Whatever Happened to the World of Tomorrow original hardcover graphic novel
Writer/Artist/Cover artist: Brian Fies
Editor: Charlie Kochman
Publisher: Abrams ComicArts/Harry N. Abrams, Inc.
Price: $24.95 US/$27.50 CAN

I don’t know what it is about Brian Fies’s projects, but I always seem to find out about them well after their release. I was late getting on the Mom’s Cancer bandwagon but was thrilled with what I found after I finally got my hands on a copy of the hardcover collected edition of his touching webcomic. And for some reason, this second project flew under my radar for a couple of months as well. As soon as I saw it, though, I grabbed a copy off the shelf at my local comic shop, eager to delve into what I expected was more personal storytelling. I did find that to a certain degree, but Whatever Happened to the World of Tomorrow?, while exploring emotional reactions to a history of 20th-century American technology and innovation, lacks a more resonant, personal tone.
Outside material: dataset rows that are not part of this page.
PR #399, opened 2021-10-04
Use emacs-28 release branch for emacs-plus@28 build

kommen:
See https://mail.gnu.org/archive/html/emacs-devel/2021-09/msg02290.html

Otherwise emacs-plus@28 will install from master, which is Emacs 29.0.50 now.

### DIFF
--- a/Formula/emacs-plus@28.rb
+++ b/Formula/emacs-plus@28.rb
@@ -64,7 +64,7 @@ class EmacsPlusAT28 < EmacsBase
   # URL
   #
 
-  url "https://github.com/emacs-mirror/emacs.git"
+  url "https://github.com/emacs-mirror/emacs.git", :branch => "emacs-28"
 
   #
   # Icons


kommen:
It appears there is a problem with the emacs-28 branch with `no-titlebar` patch

From the failing CI build:

```
==> Applying no-titlebar.patch

patching file src/nsterm.m
Hunk #2 FAILED at 8293.
1 out of 2 hunks FAILED -- saving rejects to file src/nsterm.m.rej
```

d1egoaz:
Thanks @kommen 

Meanwhile, I've moved to use the emacs28 branch following:

```
brew edit emacs-plus@28
```

and applying your patch:

```diff
-  url "https://github.com/emacs-mirror/emacs.git"
+  url "https://github.com/emacs-mirror/emacs.git", :branch => "emacs-28"
```

d12frosted (approved):
Great! Thanks @kommen :100: 

Yeah, that patch is broken, I can't find time to fix that. Side note: if someone wants to get it quicker - PR is welcome ;)

PR #406, opened 2021-10-14
Add tab-bar support

d1egoaz:
It was recently added to master in https://lists.gnu.org/archive/html/emacs-devel/2021-10/msg01006.html

Tested with http://ruzkuku.com/texts/emacs-global.html kind of global mode line and it worked fine
I installed emacs 28 with ` brew install emacs-plus@28 --with-no-frame-refocus --with-native-comp --with-xwidgets --with-tab-bar`

```lisp
(setq tab-bar-format '(
                        tab-bar-format-tabs-groups
                        tab-bar-format-align-right
                        tab-bar-format-global))
```

### DIFF
--- a/Formula/emacs-plus@28.rb
+++ b/Formula/emacs-plus@28.rb
@@ -19,6 +19,7 @@ class EmacsPlusAT28 < EmacsBase
   option "with-xwidgets", "Experimental: build with xwidgets support"
   option "with-no-frame-refocus", "Disables frame re-focus (ie. closing one frame does not refocus another one)"
   option "with-native-comp", "Build with native compilation"
+  option "with-tab-bar", "Build with tab-bar support"
 
   #
   # Dependencies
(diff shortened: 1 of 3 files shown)


d12frosted:
I see. Since it does nothing unless the respective mode is enabled, it should be included unconditionally to reduce amount of options. And seems like Eli is willing to include this patch to `emacs-28` branch so let's wait a week and see what happens. If it's not getting into `emacs-28`, we can add it as a patch here.

d1egoaz:
tab-bar support was added to emacs-28 branch! 🎉

d12frosted:
> tab-bar support was added to emacs-28 branch! 🎉

I am sorry that you spent time on this PR that wasn't merged. Still, many thanks for your effort 💯

d1egoaz:
> > tab-bar support was added to emacs-28 branch! 🎉
> 
> I am sorry that you spent time on this PR that wasn't merged. Still, many thanks for your effort 💯

No worries, it wasn't too much time either :D , the repo configuration makes easy to test upstream patches. and TBH I prefer to have these features directly from upstream.

Issue #423, opened 2021-11-13
Why is Emacs built with imagemagick by default in this formula?


aaronjensen:
What is the historical (and current) reason that we build with imagemagick here? What does it enable on macOS that we don't get out of the box?

d12frosted:
Honestly, at this point I don't remember anymore. I think back than it was a way to view various images inside of Emacs. And now all I can say about imagemagick - it's a [constant](https://github.com/d12frosted/homebrew-emacs-plus/issues/310) _ [source](https://github.com/d12frosted/homebrew-emacs-plus/issues/11) of [build](https://github.com/d12frosted/homebrew-emacs-plus/issues/44) _ [problems](https://github.com/d12frosted/homebrew-emacs-plus/issues/75) _ [again and again](https://github.com/d12frosted/homebrew-emacs-plus/issues/161). It's been quite for a while, but if enough people think that it's not needed, I am all for removing it at once.

aaronjensen:
I've got a build without it right now and I can open images and manipulate them just fine. Maybe it's worth making it opt-in for a while and seeing what happens

d12frosted:
@aaronjensen I agree. Would you like to contribute that? I think 28 and 29 are good targets for this experiment.

aaronjensen:
I'm going to close this out, but if anyone has problems w/ not having imagemagick installed, please let us know.

PR #425, opened 2021-11-14
imagemagick is not included by default in emacs-28 and emacs-29

aaronjensen:
Re: #423


d12frosted (approved):
🙏 thank you very much

PR #435, opened 2022-02-04
(emacs-29) remove no-titlebar option

d12frosted:
Will merge it in march


d12frosted:
due to war it slipped out of my mind
but time has come to say goodbye to this patch

PR #449, opened 2022-04-09
provide utility for dealing with icons

d12frosted:
The provided script goes over all available icons in the
icons/original folder and does the following things:

1. creates iconset
2. creates preview
3. Icons.rb with name of the icon and its sha256
4. Adds icon to the build matrix

The README file is not updated automatically (yet?).

This basically brings the following benefits:

1. greatly simplifies addition of new icons (because all/most of the
   machinery is done by the script)
2. even further standardises icons provided by emacs-plus

---

Once this build is green, I would be very grateful if someone tests this change on a real machine.

Basically, you just need to switch to `feature/iconset-tool` branch in the `homebrew` tap directory and then install with some non-default icon of your choice. And then verify that icon looks good :)


d12frosted:
Seems like it's working. I am yet to test it on macos machine (hopefully tomorrow I'll get my hands on it). Latest commit simply optimizes CI.

d12frosted:
As a side note - maybe rebuilding ALL icons is not a good idea. On the other hand, configured it not to happen that often, only when icons are changed. Alternative would be to generate workflow per icon :shrug: I will tackle it out of the context of this PR.

d12frosted:
Tested on a mac, works.

Issue #414, opened 2021-11-02
Get corrent environment variable with fish as default shell


404cn:
After zinit repo has been deleted I had switch to fish from zsh and set it as default shell on macOS 12.0.1, but when I run `genenv SHELL` on emacs-plus@28 I get `/bin/zsh`. 

I use emacs to write Golang program, and run Golang's `os.Getenv()` also can't get environment variable which I write this into my `config.fish` with `set -gx foo bar`.

I also install [exec-path-from-shell](https://github.com/purcell/exec-path-from-shell) but I have to set `exec-path-from-shell-shell-name` to `/usr/local/bin/fish` and it can read `PATH` into emacs, but other environment variable much run `exec-path-from-shell-copy-env` manually or Golang's `os.Getenv()` won't get this environment variable which means I can't run my program correctly on emacs-plus@28.

I also test this on [emacsmacport](https://github.com/railwaycat/homebrew-emacsmacport) and it can get correct `SHELL` which is `/usr/local/bin/fish`, and I don't need to set `exec-path-from-shell-name` manually cause it can get correct `SHELL`, and Golang's `os.Getenv()` works too.

d12frosted:
Hey @404cn,

Environment variables is always a burden on macos and is a constant topic of confusion and troubles. Issue tracker of Emacs+, Spacemacs and Doom Emacs are full of issues caused by invalid environment. 

I am not sure how it works in Emacs Mac Port, but they have so many patches for MacOS that it's not GNU Emacs anymore.

I have few questions though:

1. How do you start Emacs? I suspect that via Finder/Spotlight by opening Emacs.app.
2. How do you set your default shell? By using `chsh` or by changing configuration of your terminal emulator, for example Terminal.app? The fact that you get `zsh` tells me that something is fishy (not related to `fish`) happening here.

404cn:
> Hey @404cn,
> 
> Environment variables is always a burden on macos and is a constant topic of confusion and troubles. Issue tracker of Emacs+, Spacemacs and Doom Emacs are full of issues caused by invalid environment.
> 
> I am not sure how it works in Emacs Mac Port, but they have so many patches for MacOS that it's not GNU Emacs anymore.
> 
> I have few questions though:
> 
>     1. How do you start Emacs? I suspect that via Finder/Spotlight by opening Emacs.app.
> 
[...]

Issue #378, opened 2021-08-04
Need to set LIBRARY_PATH for emacs-plus@28 with --with-native-comp


poldy:
I ran `brew install emacs-plus@28 --with-native-comp` and it completed successfully. However, when I tried to run Emacs although the editor worked, there were loads of native compilation warnings.

The solution was to create a one-line *~/.emacs.d/early-init.el*, with the following contents:

```lisp
(setenv "LIBRARY_PATH" "/opt/homebrew/lib/gcc/11:/opt/homebrew/lib/gcc/11/gcc/aarch64-apple-darwin20/11.1.0")
```

I'd suggest adding this to the "gccemacs" section of the README.

This is on an M1 iMac, it works great now.

jilen:
Start `emacs` from the `Terminal` instead of click the emacs icon works for me.

kommen:
I can confirm setting `LIBRARY_PATH` as @poldy suggests as an env in my bash/zsh config fixes native-comp errors. Without it set I got this (a bit redacted)

```
Native compiler error: (lambda (&optional arg6) (let ((f #'kill-emacs)) (funcall f arg6))), Compiling <home>/.emacs.d/eln-cache/28.0.50-b1d099bb/subr--trampoline-6b696c6c2d656d616373_kill_emacs_0.eln...
ld: library not found for -lgcc_s.1.1
libgccjit.so: error: error invoking gcc driver
Debugger entered--Lisp error: (native-ice "failed to compile" "<home>/emacs.d/eln-cache/28.0.50-b1d099bb/..." "error invoking gcc driver")
```

d12frosted:
See this [message][1]. If you have to set `LIBRARY_PATH` that probably just means something is wrong with your environment. Works for me without any hacks like this. Though I must admin, never tested on M1.

[1]: https://github.com/d12frosted/homebrew-emacs-plus/issues/187#issuecomment-751398304

kommen:
@d12frosted thanks!

After reinstalling gcc and libgccjit (also from source) with no success, I poked around in my env:

[...]

PR #453, opened 2022-04-25
emacs-plus@29: inject PATH variable into Info.plist file

d12frosted:
The core issue here is environment in which
macOS starts applications from Finder/Docker/Spotlight/etc. This
change mostly helps users of `native-comp` feature (e.g. #378), but
it also should help other users as well ([see this comment][1])

[1]: https://github.com/d12frosted/homebrew-emacs-plus/issues/414#issuecomment-957166631

### DIFF
--- a/Formula/emacs-plus@29.rb
+++ b/Formula/emacs-plus@29.rb
@@ -3,6 +3,7 @@ require_relative "../Library/EmacsBase"
 class EmacsPlusAT29 < EmacsBase
   init 29
   version "29.0.50"
+  env :std
 
   #
   # Options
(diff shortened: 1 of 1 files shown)


d12frosted:
Will merge it on Wednesday unless someone reports issues.

gildo:
hi @d12frosted, is this patch removing the support to brew service from emacs-29?

d12frosted:
@gildo no, this simply injects `PATH` variable value to `Info.plist` file as the title says. You can read more about this feature in [the separate section of readme file](https://github.com/d12frosted/homebrew-emacs-plus#injected-path). Why do you think that it's related to `brew services`? And most importantly, why do you think I am removing support?

roman-rudakov:
@d12frosted as far as I can see, the `def plist` section is removed, and when I build emacs-plus@29 I don't see `emacs-plus@29` in the `brew services list` anymore.

d12frosted:
@roman-rudakov see https://github.com/d12frosted/homebrew-emacs-plus/pull/467

PR #119, opened 2023-03-26
Flicker for rotated arrays

dguittet:
Enables calculation of flicker losses for arrays that are rotated.

Allow `get_flicker_loss_multiplier` to use `strands` or `module_points`, shapely MultiPoint of module locations. Strands are LineStrings where the modules are located in a single row. Neither strands nor `module_points` differentiate between strings or racks.

Tested in test_layout/test_hybrid_layout_rotated_array. The runtime using MultiPoint is slightly faster (6% faster in a single trial).

image


dguittet:
Thanks @Matthew-Boyd

PR #120, opened 2023-03-27
Distributed pressure vessel computations

cfrontin:
Added distributed pressure vessel functions.

Additive changes only.

All new methods unit tested against ~~gold~~ pyrite values.


jaredthomas68 (commented):
This looks pretty good. 

Note that energy is in kWh/kg, so the energy should not be multiplied by `N_sites` in the distributed case as I understand it.

Also, it would be good to check the monolithic and distributed results against each other relatively. This is especially important since we don't have any hard values to test against. At least we know the monolithic should be cheaper, use less energy, etc.

cfrontin:
> Note that energy is in kWh/kg, so the energy should not be multiplied by N_sites in the distributed case as I understand it.

I'm not sure that that's true? See: https://github.com/NREL/HOPP/blob/7a4055da44863503c03b9f534913252095a1cd78/hopp/hydrogen/h2_storage/pressure_vessel/compressed_gas_storage_model_20221021/Compressed_all.py#L73

> Also, it would be good to check the monolithic and distributed results against each other relatively.

For this you mean just a `>=` comparison test? Or perhaps making sure a ratio matches?

PR #122, opened 2023-03-31
added changes to make pressure vessel storage at-turbine work.

cfrontin:
This definitely needs to be checked out!

There is not a lot of sanity-checking on how the `design_scenario` and `plant_config` settings collide in hopp/eco/hydrogen_mgmt.py- current settings run `scenario8`


jaredthomas68 (changes requested):
Looks like it's heading the right direction. The only concern I have is that the pressure vessel location (h2_storage) is now conflated with the electrolyzer location (h2_location). This is my fault for introducing poor naming conventions, but we need to fix it and also fix the logic errors it introduced. Let's change "h2_location" to "electrolyzer_location" and "h2_storage" to "h2_storage_location" and then correct the remaining logic errors.

cfrontin (commented):
I think this is getting here. Still working through to make sure the logic works.

PR #123, opened 2023-04-06
Interim for merge

ereznicek:
Merging in Elenya's work that added degradation modeling to the electrolyzer and creating an option to perform a parametric sweep on solar and battery sizes.

Jared - can you make sure that the changes to hopp_tools_steel.grid are ok?

Sanjana - can you make sure that none of the changes will break your optimization routine?

### DIFF
--- a/hopp_tools_steel.py
+++ b/hopp_tools_steel.py
@@ -1036,6 +1036,9 @@ def grid(
                 cost_to_buy_from_grid += energy_from_the_grid[i]*buy_price
                 energy_total[i] = energy_from_the_grid[i] + combined_pv_wind_storage_power_production_hopp[i]
                 energy_to_electrolyzer[i] = kw_continuous
+            else:
+                energy_to_electrolyzer[i] = kw_continuous
+                energy_total[i]=kw_continuous
     else:
         cost_to_buy_from_grid = 0.0
         energy_to_electrolyzer = [x if x < kw_continuous else kw_continuous for x in combined_pv_wind_storage_power_production_hopp]
--- a/hopp_tools_steel.py
+++ b/hopp_tools_steel.py
@@ -1473,7 +1473,9 @@ def write_outputs_RODeO(electrical_generation_timeseries,
            wind_itc_total, total_itc_hvdc\
 
 def write_outputs_ProFAST(electrical_generation_timeseries,
-                         hybrid_plant,
+                         cf_wind_annuals,
+                         cf_solar_annuals,
+                         wind_itc_total,
                          total_export_system_cost,
                          total_export_om_cost,
                          cost_to_buy_from_grid,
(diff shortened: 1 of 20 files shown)


hopp_tools_steel.py
```diff
@@ -2199,11 +2306,11 @@ def hydrogen_storage_capacity_cost_calcs(H2_Results,electrolyzer_size_mw,storage
     
     # Get average electrolyzer efficiency
     electrolyzer_efficiency_while_running = []
-    for j in range(len(H2_Results['electrolyzer_total_efficiency'])):
+    for j in range(len(H2_Results['water_hourly_usage'])):
         if H2_Results['hydrogen_hourly_production'][j] > 0:
             electrolyzer_efficiency_while_running.append(H2_Results['electrolyzer_total_efficiency'][j])
```
jaredthomas68, line 2311: This looks like an incomplete loop/if statement. Also not sure why the water hourly usage is being used to loop over the hydrogen hourly production. Loops should be over the relevant iteratable. We need to make sure everything runs before merging. This should fail as is.

hopp_tools_steel.py
```diff
@@ -555,39 +562,58 @@ def run_HOPP(
...
     rotor_diameter = scenario['Rotor Diameter']
     
     if floris == False:
-        if storage_size_mw > 0:
-            technologies = {#'pv':
-                            #   {'system_capacity_kw': solar_size_mw * 1000},
-                            'wind':
-                                {'num_turbines': np.floor(wind_size_mw / turbine_rating_mw),
+        technologies={}
+        if run_wind_plant:
```
jaredthomas68, line 577: Instead of being a flag, `run_wind_plant` checks should be replaced with a check on the wind size as is done with the `solar_size_mw` to keep things consistent and allow similar usage.

jaredthomas68:
We would ideally have some tests in place for the system to make sure the two system codes provide the same results. Have you checked that you get the same outputs for the same outputs across both branches?

jaredthomas68 (changes requested):

hopp_tools_steel.py
ereznicek: I agree. It seems to work without issue as it is here so I suggest we leave it for now, but note that in the future we should replace it with a more accurate calculation of average efficiency as you noted in point # 2 above.

hopp_tools_steel.py
elenya-grant: Is this change recommended for this function only or all cases where we use run_wind_plant? If it's just in this function, then that can be done easily. If the change is suggested for more than that, it gets more complicated.

If just in this function: This would require setting wind_size_mw=0 in the main run script (or making a new variable that we set to the actual installed wind capacity when running the wind plant and setting to zero when not running the wind plant). If we set wind_size_mw=0 in the run file, although we are using wind power just not running the wind farm model, then it could have some downstream impacts and cause issues (notably in the lcoh calculation). My idea would be to go the route of using a new variable, which would be set depending on the run_wind_plant flag in the run script.

To remove the run_wind_plant flag in the main run script and keep the same parametric sweep functionality, then I think we'd need to introduce a variable called wind_sizes_mw which is a list of length = len(solar_sizes_mw)*len(storage_sizes_mw), the first value is the actual wind capacity, all the rest are zero. That way, wind_size_mw is always the installed wind capacity (hopefully preventing any potential downstream issues), but the run_wind_plant flag is replaced with "if wind_sizes_mw[j]>0" and pass in wind_sizes_mw[j] to the run_HOPP function (that way it works with the change I suggested previously).

hybrid/PEM_Model_2Push/run_PEM_master.py
```diff
@@ -0,0 +1,208 @@
...
+        #Do not modify stack_rating_kw or stack_min_power_kw
+        #these represent the hard-coded and unmodifiable 
+        #PEM model basecode
+        self.stack_rating_kw = 1000 #single stack rating - DO NOT CHANGE
+        self.stack_min_power_kw=0.1*self.stack_rating_kw
+        self.input_power_kw=electrical_power_signal
+        self.cluster_min_power = self.stack_min_power_kw * self.cluster_cap_mw
+        self.cluster_max_power = self.stack_rating_kw * self.cluster_cap_mw
+
+
```
vijay092, line 71: would be good to keep track of the sampling time. `self.dt_hr = 1`

vijay092 (commented):
I only looked at the parts of the code that will affect my optimization algorithm and LGTM overall!

PR #124, opened 2023-04-13
Add electrolyzer optimization module

vijay092:
This PR introduces an optimization module designed to maximize H2 production while minimizing degradation. These results are based on a one-year timeframe. 

* The addition of the degradation constraint has little impact on the H2 production.
image

* However, it significantly reduces the switching cost, estimated at $12 per transition.
image

* Some stats in the computational time: 
image

Notes:
* To use the `cbc` solver, please run the following command: `conda install -c conda-forge pyomo coincbc`.
* Details of the formulation can be found here: https://sharelatex.nrel.gov/read/sdnngsdtcrrj


ereznicek (approved):
Looks good. Can't say from looking at it if it will run correctly or not but it shouldn't mess up any of the existing code base.

PR #125, opened 2023-04-18
Calculate number of combiner boxes during electrical sizing

Matthew-Boyd:
Addresses request from Engie via email on 4/18.


dguittet (approved):
Thanks for the quick turnaround

PR #130, opened 2023-05-11
Add pvsamv1 properties and setters for interdependent parameters

Matthew-Boyd:
This includes properties and setters for all interdependent parameters, including:

- system capacity
- modules per string
- number of strings (restricting to subarray1 only)
- PV module model
- inverter model


dguittet (commented):
Another thought I had was that it would be good to move a lot of the functionality in `pv_design_utils.py` and `pv_inverter`.py` into PySAM where it'll probably get a broader user base. Not something we can do with the current project, but I'll ask if it's appropriate for SAM core

dguittet:
@Matthew-Boyd I added an assert for the PV system capacity in here: https://github.com/NREL/HOPP/pull/130/commits/a6275ccdf2b333ca84bf607a0bddfeb543e2b60f

This now causes the `test_hybrid_detailed_pv_only` to fail.

dguittet:
@Matthew-Boyd Looking at the latest change, I think it went in the wrong direction. The DetailedPVPlant needs to be able to use a system capacity. 

Can you tell me what the input dictionary format for DetailedPVPlant should be? Where does the system_capacity input go?

IIRC, the input dictionary format for the simple PVPlant is different since there's no "tech_config" required.

Matthew-Boyd:
> @Matthew-Boyd Looking at the latest change, I think it went in the wrong direction. The DetailedPVPlant needs to be able to use a system capacity.
> 
> Can you tell me what the input dictionary format for DetailedPVPlant should be? Where does the system_capacity input go?
> 
> IIRC, the input dictionary format for the simple PVPlant is different since there's no "tech_config" required.

@dguittet 
The dictionary key `system_capacity_kw` in the top level of the `pv_config` parameter for `DetailedPVPlant` was not being used before this last commit. The value for system capacity was only being taken from the `tech_config` sub-dict in `pv_config`.

The input dictionary format for the `DetailedPVPlant`, as provided in `tech_config`, is demonstrated in `pvsamv1_basic_params.json`, which is the same as the SAM UI code generation for "PySAM JSON". The system capacity is adjusted for coherence with other model parameters and set in the model in `DetailedPVPlant::processed_assign()`

I will add another test to ensure the `system_capacity_kw` top-level key value is used properly and in place of any value for `system_capacity` in `tech_config`.

PR #132, opened 2023-05-16
Pysam update to 4.1.0

dguittet:
Will delay this to wait for release of PySAM 4.2.0, which will include improvements to the solar position algorithm to speed up PV runs by ~2x

@nimalgui @Matthew-Boyd


camirmas:
It appears that 4.2.0 is now available https://github.com/NREL/pysam/releases/tag/v4.2.0

PR #135, opened 2023-07-13
Adding heuristic load following dispatch method and load following ex…

genevievestarke:
Adding heuristic load following dispatch method in power_storage
Added simulate_hybrid_load_following.py as an example of how to run the load following heuristic method
Added load signal to battery generation plots

- [x] Add test: test_hybrid_dispatch_baseload_heuristic_and_analysis and test_hybrid_dispatch_one_cycle_heuristic_baseload from https://github.com/bayc/HOPP-1/blob/archive/new_batt_heuristic/tests/hybrid/test_dispatch.py
- [x] Add baseload options to hybrid_dispatch_options dict: https://github.com/bayc/HOPP-1/blob/archive/new_batt_heuristic/hybrid/dispatch/hybrid_dispatch_options.py#L55
- [x] Add analysis code to grid.py from: https://github.com/bayc/HOPP-1/blob/archive/new_batt_heuristic/hybrid/grid.py#L81

### DIFF
--- a/examples/simulate_hybrid_load_following.py
+++ b/examples/simulate_hybrid_load_following.py
@@ -1,0 +1,94 @@
+from pathlib import Path
+from hopp.simulation.technologies.sites import SiteInfo, flatirons_site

Helping to maintain that barrier between the reader and the main character is Fies’s meticulous detailing of the history he clearly wants to share with and impart upon his audience. It’s a shame that the execution here falls a bit short, as Fies experiments with content and even production values to great effect. This is an interesting book, but perhaps its biggest problem is that it gives away the entire premise and the moods to be found within with its very title.